**Exercise**
For the records below, report how many lines include "refactor", with no accompanying text.

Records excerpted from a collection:
- - -
PR #5971, opened 2021-10-05
refactor(fbw): Move elevator elasticity table, correct elevator maximum deflection

lukecologne:
## Summary of Changes

This PR simply removes the elevator elasticity tables (which are basically just gains scaling the elevator deflection as a function of q) from the flight model config file, and moves it to the FBW model.
This gives us more control over these gains, especially for example in upcoming control law reconfigurations such as direct law, where the gains will be different, and no longer depending on speed.

Further, this PR also corrects the elevator maximum deflection values to reflect the real life values. This should not affect the behavior of the law in any way.

The overall behaviour of the aircraft should be exactly the same as before, as this is only a refactor.

## Additional context

Discord username (if different from GitHub): lukecologne#1156

## Testing instructions

Simply fly the aircraft, and verify that it behaves the same as before in the pitch axis, in as many flight conditions as possible (i.e. high altitude, low altitude, high speed, low speed, takeoff, landing, abnormal situations such as high speed protection, high angle of attack protection etc.)


tracernz (approved):

IbrahimK42:
I have checked the previous model with this PR and did some pitching maneuvers in low speed, high speed.  The behavior seems the same.

jcalor:

Discord          : Jorge#6816
Object of testing: #5971
Tier of Testing  : 2
Date             : 6/10/2021

Testing Process: 

Full flight from LEIB to LEVC

All messages displayed are screeshoted on media section. No issues were found.

Negatives: N/A

Testing Results: Passed

Conclusions: PR works as expected, FMGC messages works as before.

Media:       

image
image
image
image
image
image
image
image

lukecologne:
Umm.. That's not the right PR you commented on. This one is not about the FMS, but the flight controls

lukecologne:
The law sets in at 70kn in the takeoff roll, and disengages as soon as you are in the air, at which point the pitch normal law engages. The maximum pitch rate that can be commanded in the rotation law is 12°/s. I don't understand what you are saying with the stall in other flight conditions. The maximum elevator deflection could obviously have always stalled the aircraft even before this change, but that is why the normal law exists, it will prevent excessive pitch rate and load factor, no matter the maximum deflection.

aguther:
When you want to achieve the SOP requested 3°/s around 1/4 of the Sidestick range it makes 12 °/s as limit for full deflection. Let‘s on top not forget that on CEO it‘s completely direct law with full authority…

aguther:
Yeah, it has tailstrike protection, but we deactivated it because people constantly got into it, maybe something related to how the airplane comes in the air (too slowly). 

I mean, if pilots tell me IRL they have to pull more on the stick I’m happy to do so. But having 320 Sim Pilot in mind that always gets excited on TO and no other feedback that it’s wrong that’s my guess why it seems to be really ok right now.

donstim:
Fair enough. I'll ask in the pilot's channel.

What do you mean the airplane comes into the air too slowly? According to the Airbus "A Focus on the Takeoff Rotation" document, the airplane should lift off 4-5 seconds after the pilot initiates rotation and the pitch should be about 10 deg.
Screenshot (1276)_LI

Now, that seems a little inconsistent to me that it would take 4-5 seconds to reach a pitch attitude of 10 degrees when rotating at 3 deg/s (it should take a little over 3 seconds), but maybe there is some inertia included in there to start the pitch rate after the sidestick is first moved.  I did 3 takeoffs with changing rotation rates slightly to try to hit 3 deg/s - the first one is highest, then decreasing for the next 2. The first takeoff resulted in lifting off about 3 seconds after the VR of 128 KCAS at nearly 10 deg pitch attitude. The second was 3-4 seconds after the VR of 136 KCAS at a little over 8 deg pitch attitude, and the third was 4 seconds at about 8 degrees of pitch attitude.

Seems pretty good to me.
https://1drv.ms/v/s!Ajsy7Ey4_8uFz2thzMEYuOnb--pH?e=FEBBOu
https://1drv.ms/v/s!Ajsy7Ey4_8uFz2xO9ZYbQMu2RBG9?e=P8Wl3L
https://1drv.ms/v/s!Ajsy7Ey4_8uFz23-lvyl4lsJ6KA0?e=f0XMTH

beheh:
To make sure this keeps moving, this is currently one of the oldest PRs marked as ready for review, and *technically* it would seem this is ready for QA. However as it's so outdated we should probably rebase this...?

@lukecologne could you take care of that, or otherwise mark this as WIP again? It also seems like we should pull in the latest model changes as suggested by @aguther before proceeding here.

aguther:
I honestly see no benefit of moving the table from the flight_model.cfg to the code _right now_. As it turned out the change is not as easy as it was assumed. I just had a round of 200 Autolands behind me, I will not do this again in the next time. So if the project decides this is important, I'm not the only one that can do this.

This will come up anyhow when single failing surfaces etc. should be simulated. Why not doing it then?

beheh:
Okay, then how about we just move this PR back to draft and then it's ready for us to pick up whenever we feel ready for it again.

lukecologne:
Superseded by #7516, which takes the EFCS PR into account. It also only removes the elasticity table, and doesn't change the max deflection, to reduce possible side effects.

PR #6004, opened 2021-10-12
feat: activate fmgc phase approach with LOC*/LOC engagement

aguther:
## Summary of Changes
Based on A320 type rated pilot feedback, this PR introduces a switch to FMGC approach phase when:
- plane altitude is below 9500 ft, and DECEL waypoint is reached within 1 nm, and NAV is engaged
- plane altitude is below 9500 ft, and LOC* or LOC engages

## Testing instructions
- test both above conditions


aguther:
Ok, after getting some more feedback and discussion I take this PR back. It seems to be wrong that way.

PR #6021, opened 2021-10-15
perf: decrease systems variable read/write and hashing time

davidwalschots:
## Summary of Changes
Decreases time spent on reading and writing variables from the Rust system simulation code to MSFS. This resulted in one frame's system calculation time reducing from 400 microseconds to 135 microseconds on my machine. More importantly, it scales better as the size of systems code grows. Replaced `HashMap` and `HashSet` usages with `FxHashMap` and `FxHashSet` for another decrease to 112 microseconds.

Performance is improved by removing lots of `String` allocations. This is done by moving the `String` to MSFS variable mapping to the initialisation phase. Determining the target of a read/write is thereafter done by an index lookup in two `Vec`s. Thus removing the need for `HashMap<String, AircraftVariable/NamedVariable>` (very expensive) or `HashMap<VariableIdentifier, AircraftVariable/NamedVariable>` (slightly expensive).

**In summary, this PR provides a 3.57x performance increase on system simulation code.**

Thanks to @SparkyPotato for pointing out the variable read/write issue and giving their thoughts on it.

## Code review
- `systems/src/simulation/mod.rs` and `systems_wasm/src/lib.rs` contain the most important changes.
- Hydraulic test style is different from other tests. There I've done some hasty changes to make it work. In the future these tests should start using the `SimulationTestBed` throughout. I've discussed this with @crocket63. I've also flagged the `UpdateContext::new` function as deprecated, to serve as a continuous reminder.
- I've made sure to add an `InitContext` this time around, to make any future cross-cutting concern changes in the initialisation phase easier to add. Having to modify function signatures every time is a pain!

## Additional context

## Testing instructions
Just use the aircraft a bit like you always would 😀.


Gabriellscorreia0001:

Discord          : Gabriellscorreia#0001
Object of testing: #6021 
Tier of Testing  : 1
Date             : 20/10/2021

Testing Process: 
Flight SBBE SBKP 3 Hours complete, same flight made with the trial version. the fps difference is small but there was a relative difference in rederization. The screens and all systems observed throughout the flight. PR 6029 FPS average in cruise: 59 Ultra settings.
Latest trial version, FPS average at cruise 56.
Between the flight of the two versions I changed to several different climate settings, nothing affected the fps

Negatives:       
Nothing

Testing Results: 
Passed

Conclusions: 
More stable fps but the difference is not noticeable on my system (On some weaker it might be a noticeable one)

PR #6024, opened 2021-10-16
refactor(pfd): refactor PFD structure and optimize react usage

Benjozork:
## Summary of Changes

**Highly WIP. Feel free to suggest changes as this is a work-in-progress and I am looking for opinions from fellow React devs.**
- - -
**Problem solution**
3